All histology and IHC image acquisition and quantification were performed with investigators blinded to group allocation using coded slides. Where quantification was performed, F4/80-positive area/cell counts were quantified using ImageJ (NIH) with consistent thresholding parameters across groups.
4.11. Statistical Analysis
Data are presented as Mean ± Standard Deviation (SD). Statistical differences between two groups were analyzed using Student’s t-test. Comparisons among multiple groups were performed using One-way Analysis of Variance (ANOVA) followed by Tukey’s post hoc test. Survival curves were analyzed using the Kaplan–Meier method and the Log-rank test. A p-value < 0.05 was considered statistically significant. Analysis was performed using GraphPad Prism software (Version 8.0).
5. Conclusions
LPS-driven endotoxemia triggers a profound metabolic reprogramming in the liver, characterized by significant alterations in bile acid synthesis and a dramatic upregulation of serum TDCA. Our study reveals that this elevation of TDCA is not merely a metabolic bystander but represents a potential endogenous self-defense mechanism against LPS-driven inflammatory liver injury. Mechanistically, TDCA treatment was associated with reduced activation of the non-canonical inflammasome, specifically attenuating caspase-11/GSDMD-mediated macrophage pyroptosis and the subsequent cytokine storm. Pharmacological administration of TDCA recapitulated protective effects in toxin-sensitized endotoxemia models, significantly improving survival and ameliorating hepatic dysfunction and structural damage in LPS-driven models. The identification of the TDCA-caspase-11-GSDMD axis highlights the pivotal crosstalk between hepatic metabolism and innate immunity.
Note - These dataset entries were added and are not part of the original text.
Issue #1898, opened 2026-04-13
Crash recovery and state consistency


wolf31o2:
Dingo needs reliable crash recovery for mainnet SPO operation. Unexpected shutdowns shouldn't corrupt ledger state.

Phases:
1. Startup consistency checks -- block continuity, tip consistency between chain and ledger, UTxO integrity, orphaned data detection.
2. Write-ahead logging -- WAL entries for block ops, commit tracking, recovery replay on startup.
3. Checkpoint system -- periodic snapshots with merkle roots, truncate WAL after checkpoint.
4. Automatic recovery -- WAL replay, checkpoint recovery fallback, repair corrupted data.
5. Blockfetch rollback fix -- state machine to prevent stuck batches during rollback.
6. UTxO validation config -- fail/warn/ignore modes for missing consumed UTxOs (relates to #396).

Builds on existing chain/ledger tip reconciliation (#1715).

Roadmap: Q3 2026

wolf31o2:
Status: resolved.

Current crash-recovery and consistency coverage:

- Cross-store commit fence: blob commit, durable blob sync, metadata commit, commit timestamps, partial-commit detection.
- Startup recovery: chain/ledger tip reconciliation, rollback to the valid chain tip, orphaned-blob cleanup, blob-only timestamp mismatch detection.
- Recovery ordering: startup and live reinitialization recover before History Expiry starts.
- UTxO integrity: producer-block UTxO reconstruction/healing and configurable strict validation past the Mithril boundary.
- Lifecycle recovery: consistent snapshots, manifest/checksum/tip validation, restore, truncate, live quiesce/rebuild, cancellation, and optional cloud copies.
- Rollback safety: rollback-loop handling, off-primary-chain protection, and at-tip blob-recovery guards.

Relevant merged work: #1715, #1738, #2720, #2923, #3072, #3105, #3110, #3118, #3119.

The original WAL/checkpoint/Merkle roadmap is superseded. The current design uses database transactions, durable cross-store commit fencing, startup repair, and validated snapshots/truncation. Generic arbitrary-database-corruption repair remains outside this issue.

wolf31o2:
Resolved by the current crash-consistency and recovery stack documented above.

Issue #3029, opened 2026-07-30
DevNet: tolerate cold-start slot progress delay


wolf31o2:
The all-Dingo DevNet harness can fail TestHarnessWaitForSlot because no node reaches slot 10 within 22.5s during cold startup, even though the subsequent consensus check reaches slot 20 with all nodes agreeing. Investigate and make the readiness/progress check reliable.

PR #3051, opened 2026-07-31
feat(database): crash recovery and state consistency

wolf31o2:
Refs #1898.

Adds `database/recovery`: a cross-store intent journal, merkle-rooted checkpoints, startup consistency checks, and automatic repair. Both stores are already crash safe individually; what was missing was any record of which combined commit was in flight when a process died, or what it intended.

- Startup consistency checks: commit timestamps, metadata/blob tip agreement, chain vs ledger tip, block continuity, UTxO integrity, orphaned data. `consistencyCheckMode` selects off/fast/full.
- Intent journal: segmented, CRC-32C framed, `begin` before either store is touched and `commit` once both are through. `crashRecoverySyncJournal` makes intents durable at one extra fsync per combined commit.
- Checkpoints: merkle-rooted state summaries, atomically installed, three generations retained, journal segments they cover are truncated.
- Automatic recovery: replays the journal above the newest verified checkpoint, then trims blob blocks above the chain tip or rolls the ledger back onto the blob tip, and restamps both stores.
- `utxoValidationMode` (fail/warn/ignore) replaces the `strictUtxoValidation` boolean, which stays as the fallback.

Phase 5 (blockfetch rollback) is already on main via the `next.Rollback` check in `blockfetchServerSendBatch`.

Off unless `crashRecovery` is set; the manager is nil and every call site is a nil-safe no-op. Artifacts live under `<dataDir>/recovery/` and are safe to delete.

DATABASE.md and ARCHITECTURE.md updated. `make test`, `-race` on the touched packages, conformance, golangci-lint, nilaway, modernize, and import-boundaries all pass.

---
## Summary by cubic
Adds crash recovery and state consistency via `database/recovery`: intent journal, Merkle-rooted checkpoints, startup checks (with safe logging for unknown severities), and automatic repair. Also adds `utxoValidationMode` (fail/warn/ignore) with config/CLI wiring and node integration (Linear #1898), and fixes blob tombstone handling and key listing used by the checks.

- **New Features**
  - Intent journal: segmented, CRC-32C framed WAL with `begin`/`commit`; optional fsync via `crashRecoverySyncJournal`.
  - Checkpoints: Merkle-rooted snapshots; atomic install; keep 3; truncate covered WAL segments.
  - Startup checks: commit timestamps, metadata/blob tip agreement, chain vs ledger tip, block continuity, UTxO integrity, orphaned data; modes `off`/`fast`/`full`; logs unknown severities safely.
  - Automatic repair: replay intents above newest verified checkpoint; trim blob blocks above chain tip or roll ledger to blob tip; restamp both stores.
  - Integration: automatic intent on tip moves; explicit `Txn.SetRecoveryIntent` for rollbacks; `ledger.RollbackToPoint` exported.
  - Performance: read the Mithril trust boundary once per block only when `utxoValidationMode` requires it.

- **Migration**
  - Off by default; enable with `crashRecovery` (CLI: `--crash-recovery`). Optional journal sync, checkpoint interval, and recovery directory settings (CLI: `--crash-recovery-sync-journal`, `--crash-recovery-checkpoint-interval`, `--crash-recovery-dir`).
  - Replace `strictUtxoValidation` with `utxoValidationMode`: `fail`, `warn`, or `ignore` (CLI: `--utxo-validation-mode`). Empty falls back to `strictUtxoValidation` (true = fail, false = ignore).
  - Artifacts live in `<dataDir>/recovery/` and are safe to delete. When disabled, all calls are nil-safe no-ops.

<sup>Written for commit 9831caf667de1cf378435c87128f1a41d97a3dc2. Summary will update on new commits.</sup>

<a href="https://cubic.dev/pr/blinklabs-io/dingo/pull/3051?utm_source=github" target="_blank" rel="noopener noreferrer" data-no-image-dialog="true"><picture><source media="(prefers-color-scheme: dark)" srcset="https://www.cubic.dev/buttons/review-in-cubic-dark.svg"><source media="(prefers-color-scheme: light)" srcset="https://www.cubic.dev/buttons/review-in-cubic-light.svg">Review in cubic</picture></a>

## Summary by CodeRabbit

* **New Features**
  * Added crash recovery for interrupted database commits, including startup repair and periodic checkpoints.
  * Added configurable startup consistency checks with disabled, fast, and full modes.
  * Added UTxO validation modes: fail, warn, or ignore.
  * Added configuration and command-line options for recovery, journal synchronization, checkpoint intervals, and validation behavior.
* **Documentation**
  * Documented crash-recovery architecture, database recovery artifacts, configuration, and repair behavior.
* **Bug Fixes**
  * Improved handling of partial commits, missing historical UTxOs, corrupted recovery data, and divergent stores.

### DIFF
--- a/ARCHITECTURE.md
+++ b/ARCHITECTURE.md
@@ -915,7 +915,9 @@ runs after the chain manager and ledger are up, because both the diagnosis and
 the repairs need them: `nodeRecoverySource` wraps `Database.RecoveryStateSource`
 to add the chain manager's tip, and `nodeRecoveryRepairer` routes trims to
 `Database.TrimBlobAbove`, rollbacks to `LedgerState.RollbackToPoint`, and
-restamping to `Database.StampCommitTimestamp`. It runs after the existing
+restamping to `Database.ResetCommitFence`. That reset performs an empty
+combined commit, assigning a fresh timestamp to both stores rather than
+reusing either divergent timestamp. It runs after the existing
 `RecoverCommitTimestampConflict` path so it reports on whatever that left
 behind, then starts the checkpoint ticker, which `Database.Close` stops.
 
--- a/ARCHITECTURE.md
+++ b/ARCHITECTURE.md
@@ -178,6 +178,7 @@ graph LR
     db_meta_impl["database/plugin/metadata/{mysql,postgres,sqlite}"]
     db_meta_util["database/plugin/metadata/{importutil,labelcodec}"]
     db_immutable["database/immutable"]
+    db_recovery["database/recovery"]
     cardano_cfg["config/cardano"]
     ev["event"]
     ledger["ledger"]
@@ -236,7 +237,7 @@ graph LR
 
     mempool --> chain & ev & plugin
 
-    db --> db_blob & db_meta & db_types & db_models
+    db --> db_blob & db_meta & db_types & db_models & db_recovery
     db_blob --> db_types
     db_blob_impl --> plugin & db_blob & db_types
     db_meta --> db_models & db_types
@@ -470,6 +471,7 @@ dingo/
 │   ├── block_lru_cache.go # Block-level LRU cache
 │   ├── immutable/       # ImmutableDB chunk reader
 │   ├── models/          # Database models
+│   ├── recovery/        # Crash recovery: intent journal, checkpoints, checks
 │   ├── types/           # Database types
 │   ├── sops/            # Storage operations
 │   └── plugin/          # Storage domain contracts and implementations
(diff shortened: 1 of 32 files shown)


wolf31o2:
Worked through all 10 findings. Eight applied, one was already fixed before the review landed, one applied with a different resolution than suggested.

Applied:
- `node.go` — history-expiry pruner now starts after recovery, not before. It mutates both stores on its own goroutine and would invalidate the trim boundary recovery just computed.
- `recovery.go` — an unresolved intent with agreeing commit fences is now `OutcomeClean`, no trim, no repair action. Only begin records are fsynced, so a lost commit marker is the normal shape and DATABASE.md already said it should do nothing. The fences now decide the repair direction on their own; a blob tip below the metadata tip with agreeing fences is reported by `tip_consistency` rather than triggering a rollback against the stores' own evidence.
- `wal.go` — `scanHighestSeq` seeds from segment filenames as well as record contents, so an emptied active segment cannot reset the counter and reissue sequences a checkpoint already covers. Test added.
- `node_recovery.go` — a nil primary chain returns a zero tip instead of an error, so it cannot abort startup. The no-known-tip guard still protects the blob store.
- `transaction.go` — the Mithril boundary is resolved once per call and only for the modes that consult it. My version had reintroduced a per-input sync-state read on the default path.
- `consistency.go` — block-continuity reports the true break count; only the printed examples are capped at five.
- `checkpoint.go` — `CreatedUnixMilli` is now a merkle leaf, so the root binds every field as documented.
- `ARCHITECTURE.md` — "in which case" was attached to the wrong branch.

Resolved differently: `StampCommitTimestamp` was correctly diagnosed as not writing its `ts` argument — the combined commit stamps both stores itself and overwrites it. Rather than re-document a parameter that can never take effect, I removed it: `Repairer.ResetCommitFence()` takes no value, and the action line no longer names a timestamp it didn't write.

Already fixed: the unbounded orphan trim. `TrimBlobAbove` batches at 500 per transaction with a rescan loop and a no-progress guard.

Re-ran the full suite, `-race` on `database/recovery`, conformance, golangci-lint, nilaway, modernize, and import-boundaries.

wolf31o2:
@coderabbitai full review

wolf31o2:
DevNet note, since this touches the cross-store commit path and can roll the ledger back at startup.

I ran the all-dingo suite on this branch and on a clean `origin/main` (4b1116a8) for comparison. Both fail, and the four core consensus scenarios fail identically on each:

| Test | this branch | main |
|---|---|---|
| TestBasicBlockForging | FAIL | FAIL |
| TestChainGrowthRate | FAIL | FAIL |
| TestDingoChainAdvances | FAIL | FAIL |
| TestEpochBoundaryConsensus | FAIL | FAIL |
| TestHarnessVerifyConsensus | PASS | FAIL |
| TestHarnessWaitForSlot | PASS | FAIL |
| TestRelayPropagation | PASS | FAIL |
| TestStakeAddressInfoQueries | PASS | FAIL |
| TestSustainedConsensus | FAIL | PASS |

Highest tip reached: this branch slot 501 / block 54, main slot 477 / block 25. txpump on this branch submitted 3462 with 0 errors; on main the run could not inspect the txpump log at all.

The four shared failures all have the same shape — the chain stops advancing while all four nodes stay in agreement (branch stalled at slot 197 / block 17, with dingo-1/2/3/relay all at that tip). `TestSustainedConsensus` failed on this branch for that same stall, not for a consensus divergence, so the one column where main looks better is the same root cause presenting differently between runs.

Read: the DevNet consensus failures are pre-existing and not introduced here, which lines up with the open devnet cold-start work in #3029. This branch is not worse on that environment and is better on several scenarios. I can't use DevNet to positively validate the change while the suite is red on main, so the evidence for this PR is the unit suite, `-race` on `database` and `database/recovery`, and conformance — all green — plus CI.

Crash recovery defaults to on, so it was active in the branch run: the devnet configs don't override `crashRecovery`.

wolf31o2:
Closing this since it's based on the old database plugins.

These findings provide novel insights into the liver’s intrinsic capacity to limit endotoxin-driven injury and position TDCA as a promising therapeutic candidate for the management of LPS-driven inflammatory liver injury, with broader implications for sepsis remaining hypothesis-generating and requiring validation in infection-based models and pathway-necessity studies.